» Assignment:
Please repeat the records below exactly, from the first line through the line containing "PR #4471, opened 2025-09-25", and nothing more.

(Saved entries)
Issue #4467, opened 2025-09-25
Missing ice files in libice-c++-devel rpm


iivdam:
### Version

- Ice 3.8 Preview
- CentOS Stream release 10

### Describe the bug

CMake error after installing libice-c++-devel:

`sudo dnf install https://download.zeroc.com/ice/nightly/el10/ice-repo-nightly-1.0.0-1.el10.noarch.rpm`
`sudo dnf install libice-c++-devel`

icenius@localhost:~/build/ice-demos/cpp/DataStorm/clock$ cmake3 -B build -S . -G Ninja
CMake Error at /usr/lib64/cmake/Ice-3.8/IceTargets.cmake:47 (find_path):
  Could not find Ice_SLICE_DIR using the following files: Ice/Identity.ice
Call Stack (most recent call first):
  /usr/lib64/cmake/Ice-3.8/IceConfig.cmake:17 (include)
  /home/icenius/build/ice-demos/cpp/cmake/common.cmake:67 (find_package)
  CMakeLists.txt:5 (include)

-- Configuring incomplete, errors occurred!

### Expected behavior

CMake on demo's succeeds after install of libice-c++-devel.

### Additional context

After installing ice-slice cmake succeeds 

`sudo dnf install ice-slice`

icenius@localhost:~/build/ice-demos/cpp/DataStorm/clock$ cmake3 -B build -S . -G Ninja
-- Found Ice: /usr/lib64/cmake/Ice-3.8/IceTargets.cmake (found version "3.8.0-alpha.0")
-- Configuring done (0.1s)
-- Generating done (0.0s)
-- Build files have been written to: /home/icenius/build/ice-demos/cpp/DataStorm/clock/build

PR #4468, opened 2025-09-25
Add missing dependency in libice-c++-devel

pepone:
see #4467


externl (approved):

packaging/rpm/ice.spec
```diff
@@ -199,6 +199,7 @@ your application logic.
 %package -n lib%{?nameprefix}ice-c++-devel
 Summary: Libraries and headers for developing Ice applications in C++.
 Requires: lib%{?nameprefix}ice3.8-c++ = %{version}-%{release}
+Requires: %{?nameprefix}ice-slice = %{version}-%{release}
```
bernardnormier, line 202: We need to do the same for all other "dev kit" packages even if they are not named devel, like the Python and PHP dev kits.

pepone: Updated, and fixed DEB packages too.

PR #4471, opened 2025-09-25
Refactor DataStorm::Node constructor with new NodeOptions

bernardnormier:


cpp/include/DataStorm/Node.h
```diff
@@ -20,62 +22,70 @@ namespace DataStorm
...
-        /// Constructs a DataStorm node.
-        /// A node is the main DataStorm object. It is required to construct topics.
-        /// @param customExecutor An optional executor used to execute user callbacks, if no callback executor is
-        /// provided the Node will use the default callback executor that executes callback in a dedicated thread.
-        Node(std::function<void(std::function<void()> call)> customExecutor = nullptr);
+        Node(int& argc, const wchar_t* argv[]);
 
+        /// @copydoc initialize(int&, const char*[])
+        /// @remark Windows only.
+        Node(int& argc, wchar_t* argv[])
```
bernardnormier: I added this constructor for consistency. It's odd to provide the non-standard "const" argv but omit the standard non-const argv.

cpp/include/DataStorm/Node.h
```diff
@@ -20,62 +22,70 @@ namespace DataStorm
...
-            Ice::CommunicatorPtr communicator,
-            std::function<void(std::function<void()> call)> customExecutor = nullptr);
+        /// A node is the main DataStorm object. It is required to construct topics.
+        /// @param options The options to configure the node.
+        /// @remark This is the main Node constructor. All other constructors are convenience constructors that call
+        /// this constructor.
+        explicit Node(NodeOptions options = {});
 
-        /// Constructs a DataStorm node.
+        /// Constructs a DataStorm node with the specified communicator.
```
bernardnormier, line 56: We use this constructor in many tests.

cpp/include/DataStorm/Node.h
```diff
@@ -20,62 +22,70 @@ namespace DataStorm
...
 
+    /// Options to configure a DataStorm node.
+    /// @headerfile DataStorm/DataStorm.h
+    struct NodeOptions
+    {
+        /// The Ice communicator used by the node. If nullptr, the node creates its own communicator.
+        Ice::CommunicatorPtr communicator{nullptr};
+
+        /// Whether or not the node owns the communicator.
+        /// This option is only used the communicator field is not nullptr. If true, the node destroys the communicator
```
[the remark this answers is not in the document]
bernardnormier: Fixed

cpp/include/DataStorm/Node.h
```diff
@@ -20,62 +22,64 @@ namespace DataStorm
...
         /// A node is the main DataStorm object. It is required to construct topics.
-        /// @param argc The number of arguments in argv.
-        /// @param argv The configuration arguments.
-        /// @param customExecutor An optional executor used to execute user callbacks, if no callback executor is
-        /// provided the Node will use the default callback executor that executes callback in a dedicated thread.
-        Node(int& argc, char* argv[], std::function<void(std::function<void()> call)> customExecutor = nullptr)
-            : Node(argc, const_cast<const char**>(argv), std::move(customExecutor))
+        /// @param communicator The communicator used by the node. If nullptr, the node creates its own communicator.
+        /// @remark This constructor sets the nodeOwnsCommunicator option to false.
+        explicit Node(Ice::CommunicatorPtr communicator)
```
pepone, line 60: I guess we keep this to ensure that `.nodeOwnsComunicator` is set to false?

pepone (approved):

externl (approved):

cpp/include/DataStorm/Node.h
bernardnormier: It's primarily because this constructor is "common" - used in many tests.

You could write instead:
```cpp
NodeOptions options{.communicator = communicator};
Node node{std::move(options)};
```

but that's less convenient. It's also C++20 syntax with Visual C++.

PR #4477, opened 2025-09-25
Exclude keychain files in Swift test build

externl:


swift/test/Package.swift
```diff
@@ -103,10 +103,25 @@ let testTargets = testDirectories.map { (testPath, testConfig) in
...
+                exclude.append(relativePath)
+            }
+        }
+    }
+
     return Target.target(
         name: name,
         dependencies: dependencies,
         path: testPath,
+        exclude: exclude,
```
pepone, line 124: another option would be to upgrade tests to create keychains in a dedicated dir, "keychains" and then just need to exclude that.

externl: We could do that too. For another PR though.

PR #4480, opened 2025-09-26
Fix Swift package to update Slice files

pepone:
This PR fixes two issues with the Swift package:

- Files removed from ice were not being removed from ice-swift-nightly. The script always kept all sources in ice-swift-nightly and only added new ones.
- Slice changes in ice were not committed to ice-swift-nightly.

### DIFF
--- a/packaging/swift/update-ice-swift-nightly.sh
+++ b/packaging/swift/update-ice-swift-nightly.sh
@@ -24,10 +24,10 @@ cd "$root_dir/packaging/swift"
 git clone "https://x-access-token:${ICE_NIGHTLY_PUBLISH_TOKEN}@github.com/zeroc-ice/ice-swift-nightly.git" -b main
 cd ice-swift-nightly
 
-# Clean up the repository to ensure files removed from ice are not kept in ice-swift-nightly
-rm -rfv *
+# Remove existing directories to avoid keeping stale files that may have been removed from the Ice repository.
+rm -rfv cpp slice swift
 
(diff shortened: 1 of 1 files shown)


packaging/swift/update-ice-swift-nightly.sh
```diff
@@ -24,6 +24,10 @@ cd "$root_dir/packaging/swift"
 git clone "https://x-access-token:${ICE_NIGHTLY_PUBLISH_TOKEN}@github.com/zeroc-ice/ice-swift-nightly.git" -b main
 cd ice-swift-nightly
 
+# Clean up the repository to ensure files removed from ice are not kept in ice-swift-nightly
+rm -rfv *
```
externl: Should we also include `./.*`? 

EDIT: on second though I think that's probably considered unsafe. I think `..` is included in `.*` and would destroy git history. And we don't check in any hidden files.

pepone: It would also remove ".git" which we need. Maybe a more correct approach is to list them first with `git ls-tree`

bernardnormier: I think it would be clearer to delete only what we copy below, and add a comment.
```shell
rm -rfv cpp slice swift
```

externl: I don't think we need to worry about it. We don't track any hidden files.

bernardnormier (approved):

» Exercise answer:
Issue #4467, opened 2025-09-25
Missing ice files in libice-c++-devel rpm


iivdam:
### Version

- Ice 3.8 Preview
- CentOS Stream release 10

### Describe the bug

CMake error after installing libice-c++-devel:

`sudo dnf install https://download.zeroc.com/ice/nightly/el10/ice-repo-nightly-1.0.0-1.el10.noarch.rpm`
`sudo dnf install libice-c++-devel`

icenius@localhost:~/build/ice-demos/cpp/DataStorm/clock$ cmake3 -B build -S . -G Ninja
CMake Error at /usr/lib64/cmake/Ice-3.8/IceTargets.cmake:47 (find_path):
  Could not find Ice_SLICE_DIR using the following files: Ice/Identity.ice
Call Stack (most recent call first):
  /usr/lib64/cmake/Ice-3.8/IceConfig.cmake:17 (include)
  /home/icenius/build/ice-demos/cpp/cmake/common.cmake:67 (find_package)
  CMakeLists.txt:5 (include)

-- Configuring incomplete, errors occurred!

### Expected behavior

CMake on demo's succeeds after install of libice-c++-devel.

### Additional context

After installing ice-slice cmake succeeds 

`sudo dnf install ice-slice`

icenius@localhost:~/build/ice-demos/cpp/DataStorm/clock$ cmake3 -B build -S . -G Ninja
-- Found Ice: /usr/lib64/cmake/Ice-3.8/IceTargets.cmake (found version "3.8.0-alpha.0")
-- Configuring done (0.1s)
-- Generating done (0.0s)
-- Build files have been written to: /home/icenius/build/ice-demos/cpp/DataStorm/clock/build

PR #4468, opened 2025-09-25
Add missing dependency in libice-c++-devel

pepone:
see #4467


externl (approved):

packaging/rpm/ice.spec
```diff
@@ -199,6 +199,7 @@ your application logic.
 %package -n lib%{?nameprefix}ice-c++-devel
 Summary: Libraries and headers for developing Ice applications in C++.
 Requires: lib%{?nameprefix}ice3.8-c++ = %{version}-%{release}
+Requires: %{?nameprefix}ice-slice = %{version}-%{release}
```
bernardnormier, line 202: We need to do the same for all other "dev kit" packages even if they are not named devel, like the Python and PHP dev kits.

pepone: Updated, and fixed DEB packages too.

PR #4471, opened 2025-09-25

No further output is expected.